Lets say we have N concurrent and homogenous threads that each loop as follows : acquire a central lock; execute a critical section; release the lock; execute a non-critical section. We start the threads at the same time. At the end of the measurement interval we have N data points : the number of iterations completed by each thread. This is the so-called fixed-time-report-work benchmark methodology. Aggregate throughput is measured by the sum of the data points, but we're also interested in quantifying the fairness, as reflected by the distribution of those points. For simplicity, we'll assume that the scheduler is ideally fair, there are no NUMA or physical "geographic" issues in play, and that each thread has about the same cache footprint. The only remaining source of unfairness is the lock implementation or policies. (In practice there are myriad confounding factors, including energy and thermal caps, but we'll ignore those and assume an idealized model). A histogram of the completion counts is a good way to visualize the fairness or unfairness of the lock. I recommend HdrHistogram.
Sometimes, though, it's convenient to describe unfairness in terms of a simple real-valued numerical statistic. Such a descriptive statistic can be used to quantity the fairness of various lock policies, and in particular to help establish the trade-off between fairness and throughput. Ideally that statistic would be scale-invariant -- that property is desirable but optional. Some of the usual statistics are standard deviation or variance. Extrema-based statistics such as (max-min) or (max-min)/max can also be useful. These can give us a sense of the size of the range of the data points. IQR is another commonly used statistic, as is Jain's Fairness Index. Cederman et al. suggested another useful fairness metric. In recent papers I've reported the relative standard deviation. (In communications literature it's not uncommon to see fairness expressed in terms of average/stddev, which is the reciprocal of the relative standard deviation). Median Absolute Deviation (MAD) is also informative. I don't have one favorite -- my lock benchmark harnesses report all of the above.

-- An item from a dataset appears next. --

PR #2412, opened 2019-07-12
[test] Remove external networking in TestHost

drodriguez:
Ideally the test suite should not depend on external factors. TestHost
was doing DNS requests to turn Host names into Host addresses.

Recently I was looking at other measures of disparity or uniformity and came up with the following idea. First, we sort our N completion counts in ascending order. We then plot as follows. On the X-axis we have the number of threads T, and on the Y-axis we have the cumulative sum of iteration counts up to thread #T. If the completion counts were 10,15,22,33 then the Y values would be C(x) = 0,10,25,37,70, for instance, for 0,1,2,3,4 threads, respectively. Beware that the C(x) function is obviously discrete, but for the purposes of discussion and terminology I'll treat it as a continuous real-valued function. Next, we normalize both axes to [0,1]. For the Y-axis, we can simply divide C(x) by the maximum -- final -- C(x) value. If all the data points are equal -- ideally fair -- then C(x) is just the identity diagonal function : C(x)=x. Note that C(x) is convex. The more unfair the distribution, the larger the area under the diagonal and above the normalized C(x) function. And in fact that area measure makes a useful index of inequality. We could derive additional statistics from this approach, such as the maximum x-C(x) value, but the area between the diagonal and C(x) seems viable.
Subsequently, I realized a similar approach had been long used in economics to describe income disparity : Gini Coefficient.